_Requirement_.
The entries below contain a line with "it, because it" and a line with "Option 1 from". Retype exactly everything from the first down to the second, both included, and nothing else.

_Provided entries_.
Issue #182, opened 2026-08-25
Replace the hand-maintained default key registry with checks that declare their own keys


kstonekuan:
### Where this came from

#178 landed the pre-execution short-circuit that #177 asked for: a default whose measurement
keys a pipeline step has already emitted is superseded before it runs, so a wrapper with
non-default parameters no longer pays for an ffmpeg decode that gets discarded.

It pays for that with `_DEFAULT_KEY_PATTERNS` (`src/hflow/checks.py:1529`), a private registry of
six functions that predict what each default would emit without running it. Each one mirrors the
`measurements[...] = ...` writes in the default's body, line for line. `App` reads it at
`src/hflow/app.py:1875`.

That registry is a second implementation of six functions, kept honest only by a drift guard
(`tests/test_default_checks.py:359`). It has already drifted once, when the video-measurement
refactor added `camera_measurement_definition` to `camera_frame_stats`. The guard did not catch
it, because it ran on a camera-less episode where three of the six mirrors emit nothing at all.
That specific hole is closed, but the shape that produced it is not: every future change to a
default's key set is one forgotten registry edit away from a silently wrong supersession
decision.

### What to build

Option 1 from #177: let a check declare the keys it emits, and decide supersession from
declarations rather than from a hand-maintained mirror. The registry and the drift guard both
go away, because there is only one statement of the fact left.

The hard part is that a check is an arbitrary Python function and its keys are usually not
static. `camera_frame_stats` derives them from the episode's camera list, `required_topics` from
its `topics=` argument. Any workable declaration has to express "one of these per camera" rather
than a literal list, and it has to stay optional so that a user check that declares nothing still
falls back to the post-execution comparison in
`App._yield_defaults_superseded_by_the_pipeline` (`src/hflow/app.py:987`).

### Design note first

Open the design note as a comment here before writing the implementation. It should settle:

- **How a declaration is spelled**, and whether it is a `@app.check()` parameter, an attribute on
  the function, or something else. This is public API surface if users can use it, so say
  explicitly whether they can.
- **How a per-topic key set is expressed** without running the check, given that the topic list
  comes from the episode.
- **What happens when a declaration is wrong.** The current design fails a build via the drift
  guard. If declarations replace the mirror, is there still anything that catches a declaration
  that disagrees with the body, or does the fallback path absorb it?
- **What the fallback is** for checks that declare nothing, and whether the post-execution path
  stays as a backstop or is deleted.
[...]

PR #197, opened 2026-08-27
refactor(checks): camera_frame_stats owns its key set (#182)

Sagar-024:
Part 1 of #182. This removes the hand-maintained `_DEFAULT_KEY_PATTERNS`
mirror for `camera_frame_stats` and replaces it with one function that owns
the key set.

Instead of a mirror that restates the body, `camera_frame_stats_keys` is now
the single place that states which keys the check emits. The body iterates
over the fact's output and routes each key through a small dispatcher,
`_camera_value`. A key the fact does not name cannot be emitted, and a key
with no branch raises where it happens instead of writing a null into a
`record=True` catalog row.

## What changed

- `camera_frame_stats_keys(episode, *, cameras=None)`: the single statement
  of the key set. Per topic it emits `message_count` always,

_Response area_.
it, because it ran on a camera-less episode where three of the six mirrors emit nothing at all.
That specific hole is closed, but the shape that produced it is not: every future change to a
default's key set is one forgotten registry edit away from a silently wrong supersession
decision.

### What to build

Option 1 from #177: let a check declare the keys it emits, and decide supersession from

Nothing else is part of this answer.